Games on all platforms are becoming more ambitious as demand and technology develop. As we move toward the future, what are likely to be the key elements that cause shifts in how hardcore and casual gamers alike engage? 

Some will include: 

  • Screens 

The potential for more visually complex gaming on mobile platforms is very much dependent on whether phones can display these elements. We are increasingly seeing the development of folding screens, and this holds some potential for gamers. The Samsung Galaxy Fold can unwrap from a regular smartphone-sized screen to become closer to a tablet device; this can be useful for displaying finer details and more immersive content.   

  • Power

One of the key challenges that the progression of mobile gaming faces is that of battery life. Graphics and interactions-heavy applications eat electricity. This leads to many mobile gamers playing while plugged into main outlets, which also puts devices at risk of damage from unexpected surges; it’s one of the reasons many of us have taken to operating with surge protectors. The future of mobile gaming is likely to address this issue.
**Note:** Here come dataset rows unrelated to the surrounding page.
PR #5699, opened 2016-07-19
Adding Creative Crocodile package reference

Abban:
This is a Sublime Text plugin to generate placeholder names in the style of MGSV's soldiers. To generate one hit `ctrl-shift-m`.

## Examples
```
Gusty Goose
Indecorous Insect 
Staunch Squirrel 
Naive Nightingale 
Conservative Caterpillar 
Accommodating Alligator 
Euphoric Elephant 
Gifted Gerbil 
Zealot Zebu 
Obedient Opossum 
Deferential Donkey 
Responsive Rattlesnake 
Confident Chinchilla 
Innocent Iguana 
Yourself Yeti 
Faithful Fish 
```

### DIFF
--- a/repository/c.json
+++ b/repository/c.json
@@ -2936,7 +2936,7 @@
 			]
 		},
 		{
-			"name": "Creative Crocodile",
+			"name": "CreativeCrocodile",
 			"details": "https://github.com/Abban/CreativeCrocodile",
 			"releases": [
 				{
--- a/repository/c.json
+++ b/repository/c.json
@@ -2936,6 +2936,16 @@
 			]
 		},
 		{
+			"name": "Creative Crocodile",
+			"details": "https://github.com/Abban/CreativeCrocodile",
+			"releases": [
+				{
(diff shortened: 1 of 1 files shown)


wbond:
In ST3, your package will be zipped up and installed as a `.sublime-package` file, so reading the `.json` files via `open()` won't work.

Instead, you should use `sublime.load_resource("Packages/Creative Crocodile/example.json")` to get the contents, and then use the `json` module to parse it. Note that you requested the package have a space in the name, whereas your code expects there to be no space.

http://www.sublimetext.com/docs/3/api_reference.html

Abban:
Thanks for the advice Will.

I updated the package name and changed the json read/parse code to the following:
```
data_file = sublime.load_resource("Packages/CreativeCrocodile/adjectives.json")
data = sublime.decode_value(data_file)
```
I hope this is correct.

wbond:
If it is working when the package is extracted, it should work when it is packed also.

PR #5704, opened 2016-07-21
Add Koala KSP Library - Snippets to repo

magneto538:
https://github.com/magneto538/Koala

### DIFF
--- a/repository/k.json
+++ b/repository/k.json
@@ -252,6 +252,18 @@
 			]
 		},
 		{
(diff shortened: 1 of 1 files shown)


wbond:
The `author` key can be removed since that is your GitHub user name.

You need to create a semver tag - right now you have none, so no one will be able to install: https://github.com/magneto538/Koala-snippets/releases.

magneto538:
@wbond done.

PR #5709, opened 2016-07-22
Removed Intel XDK

likhter:


wbond:
Hi @likhter, you don't seem to be a member of the organization that the repository is owned by. I see you've worked on the repo, but I want to make sure that removals aren't sent in by people not authorized to do so.

Can I get a confirmation from you, @xmnboy?

On a side note, I'm just curious why you are removing the package? Are you no longer planning on maintaining it?

xmnboy:
I'm a colleague of @likhter at Intel and agree with removal of the package -- we both work on the Intel XDK project, which is what that package supports.

We are trying to focus our engineering efforts and have had to make some hard decisions about which projects we will continue to provide ongoing support. Unfortunately, this editor package is one of those projects that fell below the continued support line. Given the ongoing changes to the Intel XDK project, keeping it around would guarantee a continued support effort, so we have no choice but to remove it from circulation.

wbond:
Ok, thanks!

PR #5710, opened 2016-07-23
Add Skins support package to Sublime Text

deathaxe:
Inspired by Theme-Switcher and QuickThemes I created a little script to change both 'color_scheme' and 'theme' with one command from command pallet.

The intention with this package is to enable theme developers to provide a *.sublime-skins file in their package, whose content is displayed in the "Select Skin" command pallet or let the user save its current settings as skin.

No need to manually edit settings files any more in order to quickly change the design of Sublime Text.

### DIFF
--- a/repository/s.json
+++ b/repository/s.json
@@ -1608,7 +1608,7 @@
 			"labels": ["themes", "utilities"],
 			"releases": [
 				{
-					"sublime_text": "*",
+					"sublime_text": ">=3000",
 					"tags": true
 				}
 			]
--- a/repository/s.json
+++ b/repository/s.json
@@ -1603,6 +1603,17 @@
 			]
 		},
 		{
+			"name": "Skins",
+			"details": "https://github.com/deathaxe/sublime-skins",
+			"labels": ["themes", "utilities"],
+			"releases": [
+				{
+					"sublime_text": "*",
+					"tags": true
+				}
+			]
+		},
+		{
 			"name": "Skript",
 			"details": "https://github.com/piratjsk/ST3_Skript",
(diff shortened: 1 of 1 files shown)


wbond:
It is probably best not to use the file extension `.sublime-*` since those are used by Sublime Text itself.

You also didn't create a tag: https://github.com/deathaxe/sublime-skins/tags.

Additionally, you use some API functions which are only available in Sublime Text 3, so you should at the least mark this as `"sublime_text": ">=3000"`.

deathaxe:
1. Do you have any suggestions for a good extention without breaking some naming conventions? All config files I found have sublime-... or tm... or json extentions and I didn't want to start something completely new ... ok somhow I did. But as I want to allow more than one skin-file in a folder being merged as files like the Main.sublime-menu the extention is important. Maybe something like *.themeset, *.skinset or *.skins would be ok? ... or even maybe a feature request to make a functionality like that a default capability of Sublime Text? ;-) This plugin was born due to the lack of changing the whole UI (theme and color scheme) quickly without editing the config files by hand. 

2. TAG - ooups, my false, will be fixed with extentions.

3. I never used Sublime Text 2, so I am not aware of which APIs changed, but mark it for ST3 will be done.

wbond:
I think for item 1 you could to something like `.st-skins` or `.skins`. I think either one is unlikely to run into a conflict with another package, since these files are Sublime Text-specific.

deathaxe:
I really understand this possiblie conflict issue with naming files like .sublime-... . I even thought about this on my own. So I will use the .skins extention. It looks a bit cleaner than the first one.

PR #5716, opened 2016-07-26
Add file icons package

oivva:
Details: https://forum.sublimetext.com/t/sublime-text-3-file-icons-in-sidebar/21134

I think this is the best solution as possible currently.


oivva:
@wbond I publish it as package. I think there is no need in dependency. User can install this package if he want enhanced icon support.

PR #5720, opened 2016-07-29
add coati package

st4ll1:


wbond:
You should remove the `.no-sublime-package` file from your repo. That is for situations where an executable is included in the package, and it needs to be unzipped so it can be run.

Also, you need to create a [semver](http://semver.org) tag on your repo so it will appear to users as installable.

st4ll1:
thanks for the feedback, 
 
`.no-sublime-package` is removed and repo is tagged as `0.1.0`

PR #5721, opened 2016-07-29
Add SublimeMagic

mreq:
I know that "Sublime" in plugin name is frowned upon, but just "Magic" sounds bad ;)

### DIFF
--- a/repository/s.json
+++ b/repository/s.json
@@ -3464,6 +3464,16 @@
 			]
 		},
 		{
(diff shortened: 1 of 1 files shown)


wbond:
Perhaps just improve the description of the repo on GitHub since that is shown on packagecontrol.io and in the list of packages when installing?

mreq:
did that, thanks

PR #6565, opened 2017-09-05
Add pyFlakesLw to the repository

ibensw:


FichteFoll:
Please change or remove the default binding, since it overrides a default binding.

PR #6566, opened 2017-09-05
add a new plugin luatool

piecepaper:

### DIFF
--- a/repository/l.json
+++ b/repository/l.json
@@ -1513,6 +1513,17 @@
 			]
 		},
 		{
+			"name": "LuaTool",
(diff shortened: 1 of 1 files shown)


FichteFoll:
You should look into using `sublime.cache_path()` for your cache data storage. Note that this only exists in ST3, but since that's out now there shouldn't be an issue with dropping support for ST3.
However, you need to consider that the API is not always available at module load time and may return `None`. You should probably delay loading the file until `plugin_loaded` anyway.

FichteFoll:
@piecepaper ping

PR #6570, opened 2017-09-08
Add bson

idleberg:


FichteFoll:
You should discourage usage of the `bson.patch_socket` function since all plugin code in Sublime Text shares the same environment and monkey patching in unknown environments is always dangerous.
I hope you weren't planning on using it either.

The other part of this package is fine, obviously.

PR #6571, opened 2017-09-08
HL7 Redux

cjohnson496:
This is a change to the existing HL7 syntax to allow for more message types. More will be added as needs or requests are met.
Thank you,
Charlie

### DIFF
--- a/repository/h.json
+++ b/repository/h.json
@@ -662,6 +662,18 @@
 			"releases": [
 				{
 					"sublime_text": "*",
+					"branch": "master",
+					"tags": true
+				}
+			]
+		},
+		{
+			"name": "HL7 Redux",
+			"details": "https://github.com/cjohnson496/HL7-Syntax-Highlighting",
+			"labels": ["language syntax"],
+			"releases": [
+				{
+					"sublime_text": "*",
 					"tags": true
 				}
 			]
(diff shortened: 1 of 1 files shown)


FichteFoll:
What are the differences to @craighurley's https://github.com/craighurley/sublime-hl7-syntax? Have you tried reaching out to the author to submit a pull request?

If @craighurley doesn't maintain their package anymore, we can replace the entry here on package control with your fork, unless they object within the next two weeks.

I'll have to investigate into why packagecontrol-bot fails to check the package.

craighurley:
I'm more than happy to receive PRs at https://github.com/craighurley/sublime-hl7-syntax.  Right now I don't see any real difference in this PR.

craighurley:
I've released `1.0.1` (https://github.com/craighurley/sublime-hl7-syntax/releases/tag/1.0.1) which contains the extra message type, SIU, that @cjohnson496 sought to add.  I've confirmed `1.0.1` is available via package update in sublime.

@cjohnson496 if you need more message types added, send a PR my way, having 2 packages do the exact same thing is not optimal.

:)

FichteFoll:
I determined the reviewer failure to be caused by a malformatted property list, where the first tag within `<plist>` is `<key>` and not `<dict>`.

Due to the inactivity of this PR despite @craighurley's offer to accept contributions, I'll consider this matter to be solved for the future by pull requests to the existing repo.

PR #6572, opened 2017-09-09
add TestExUnit repository

Dania02525:

### DIFF
--- a/repository/t.json
+++ b/repository/t.json
@@ -564,6 +564,19 @@
 			]
 		},
 		{
+			"name": "TestExUnit",
+			"details": "https://github.com/Dania02525/TestExUnit",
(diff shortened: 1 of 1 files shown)


Dania02525:
I see this has a warning, but the keymap is context specific to elixir files, and the shortcut matches that found in the [TestRspec](https://github.com/astrauka/TestRSpec) library- which makes it extremely helpful for those who jump back and forth between ruby and elixir source.

FichteFoll:
The bindings probably only affect OSX since they use `super`, but thanks for the heads up. I don't know exactly what these bindings do by default, but I can say that I would be annoyed if a package overrode the binding to re-open a closed tab whenever I am using the Python syntax, for example. Please do this investigation yourself.

PR #6578, opened 2017-09-12
Add Nginx Log Highlighter package

jakebathman:
This PR will add a new package, which defines a syntax for NGINX access.log files.

Please let me know if there are any questions or suggestions.

Thanks!

*Resubmitted with semver tag on the repo*


jakebathman:
Updated the package to support version >= `3092` to support the .sublime-syntax spec

PR #6586, opened 2017-09-13
Add Monokai++

dcasella:


FichteFoll:
People sure love this name … https://packagecontrol.io/search/monokai

Imo yours doesn't even look similar to the "original", so I wonder why you didn't just choose a new name that would distinguish your color scheme from the competition. Or is this just hopping onto a bandwagon?

Anyway, you can still rename your package later if you want to. I don't care about all these monokai packages anymore. To be fair, I also have my own color scheme, so it's not like I'm your target audience.

dcasella:
I decided to go with a Monokai name just because most of the colors are either from the Monokai palette or similar to it; I may add or work on some colors in the future, and I'll be sure to take your advice into consideration.
Thanks for your reply and for merging.

PR #6592, opened 2017-09-14
added theme - classic

IceTimux:
Added the classic theme

### DIFF
--- a/repository/t.json
+++ b/repository/t.json
@@ -577,6 +577,18 @@
 			]
 		},
 		{
+			"name": "Theme - Classic",
+			"details": "https://github.com/IceTimux/Sublime-Text-3-Classic-Theme",
+			"labels": ["theme"],
+			"previous_names": ["Theme - Classic"],
+			"releases": [
+				{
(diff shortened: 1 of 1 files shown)


wbond:
You didn't actually test installing this, did you?

wbond:
Also, how is this different than https://packagecontrol.io/packages/Theme%20-%20Retina?

IceTimux:
@wbond Not sure what you mean, but its tested. If you take a loot at the Retina theme you can see that it's broken in the latest build, there are missing assets

FichteFoll:
There was an issue with the retina theme being temporarily removed from the package control channel. Updates weren't picked up anymore but the package was still cached and installable.

This has since been fixed and the theme was moved to the SublimeText org: https://github.com/SublimeText/LegacyTheme. Because the theme isn't maintained anymore, issues have been disabled but pull requests can still be submitted. Is this more to your liking, @IceTimux?

IceTimux:
@FichteFoll Yeah that's really good!

PR #6596, opened 2017-09-15
Add Scalafmt package

fedragon:
Hi, 
I know about other such plugins (`ScalaFormat`, `Scalariform`) and have tried them out before developing this plugin: the difference is in the formatting engine used (`scalafmt` in this, `scalariform` in the others). Seeing that those plugins are slim wrappers on top of `scalariform`, it didn't seem to me a viable option to generalize them to support `scalafmt` as well. 
I hope this can save you some time :)

### DIFF
--- a/repository/s.json
+++ b/repository/s.json
@@ -272,18 +272,6 @@
 			]
 		},
 		{
-			"name": "ScalaFormatter",
-			"details": "https://github.com/fedragon/scalaformatter",
-			"labels": ["scala", "formatting"],
-			"releases": [
-				{
-					"sublime_text": ">=3000",
-					"platforms": "osx",
-					"tags": true
-				}
-			]
-		},
-		{
 			"name": "Scala Snippets",
 			"details": "https://github.com/iDev0urer/sublime-scala-snippets",
 			"labels": ["snippets", "scala"],
@@ -301,6 +289,18 @@
 			"releases": [
 				{
 					"sublime_text": ">=3084",
+					"tags": true
+				}
+			]
+		},
+		{
+			"name": "ScalaFormatter",
+			"details": "https://github.com/fedragon/scalaformatter",
+			"labels": ["scala", "formatting"],
+			"releases": [
+				{
+					"sublime_text": ">=3000",
+					"platforms": "osx",
 					"tags": true
 				}
 			]
--- a/repository/s.json
+++ b/repository/s.json
@@ -294,13 +294,12 @@
 			]
 		},
 		{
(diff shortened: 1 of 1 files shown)


FichteFoll:
Since the unique property of your package seems to be that it uses `scalafmt`, why didn't you name your package like that as well? Seems to make more sense to me than "ScaFor", which says absolutely nothing by itself.

You should also update your installation instructions for Package Control, as they don't make a lot of sense when it is installed with PC.

fedragon:
Hi @FichteFoll, 
thank you for the feedback. I didn't name it like that because I'm not one of the `scalafmt` authors (nor affiliated with them), I'm just using it to do what I want to do: format Scala code (and I'm using other tools such as `nailgun` to get the job done). 
Since `ScalaFormat` is already taken, I just abbreviated both words... other alternatives, from the top of my head: `FormatScala`, `ScalaFormatter`... if you think one of them would be better than the current name, please let me know and I will make the appropriate changes!

ps: as for installation instructions, I just updated them to include Package Control (my plan was to update them as soon as this pull request got approved)

fedragon:
Plugin renamed & installation instructions updated!

fedragon:
Hi @FichteFoll,
is there any update on the status of this PR? I think I addressed your comments in my commit from last week

FichteFoll:
I don't have a set schedule for reviewing pull requests, so I just do them when I have enough time and feel like it. If you haven't heard from me, I haven't looked at it yet.

To me personally, using the name `scalafmt` just makes the most sense as a package name. Using names that are associated with external programs is a common way to express something being a bridge between Sublime Text and that program, or (web) service. Unless you fear getting sued for a trademark violation (which I doubt the scalafmt guys have filled), there is no issue with using that name. 

You are still free to follow your own guidelines, however in my opinion the names `ScalaFormat` and `ScalaFormatter` are *really* similar and just by the names themselves, I could absolutely not point out the difference. If one of them was named `scalafmt` however and I was knowledgeable in this area, I could tell that `scalafmt` *probably* uses the external tool `scalafmt` (whereas I still wouldn't know anything about the internals of ScalaFormat).

For searchability, I suggest including the word "format" in your repo's description, which you already do in "formatter". ("scalafmt" is included as well, so that's nice.)

fedragon:
Hello again,
I apologize for putting pressure on you, I was honestly just concerned that there was still something wrong in my changes.

Thank you for your feedback! I renamed the package as you suggested and updated the repository topics.

Keep up the good work!

PR #6599, opened 2017-09-16
add SmartIM: reset input method to us when enter normal_mode, and restore previous input method when you enter insert_mode

icymind:

### DIFF
--- a/repository/s.json
+++ b/repository/s.json
@@ -2179,6 +2179,20 @@
 			]
 		},
 		{
+			"name": "SmartIM",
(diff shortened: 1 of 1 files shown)


FichteFoll:
Due to how importing works in ST2, using `__file__` anywhere other than in the global module scope is unreliable and your code will not work properly because of it. I suggest just dropping ST2 support since ST3 is officially released now.

icymind:
@FichteFoll I have replaced `__file__` with `sublime.packages_path()`, could you do me a favor by review it again? thanks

We can expect the continued development of batteries with larger capacities and shorter charging times. We can also expect to see radio charging technology, removing the need to be tethered to charge and play at the same time.  

  • 5G

The fifth generation of mobile networking capability is expected to be a huge boost for mobile gaming. It represents the ability for users to be free of lags or interruptions to their internet service. It also enables fast downloads of large amounts of data. This means that developers will be able to produce more data-rich games, and gamers will benefit from uninterrupted cooperative or competitive play with more players than they would previously have been able to.   

Conclusion

Mobile devices are a key part of our lives. They have also made an impact on gaming, proving to open doors to more diverse players and developers alike. As we move into the future, the technological advances that help keep smartphones a key part of our existence are also likely to offer advantages to the continued development in this field of entertainment.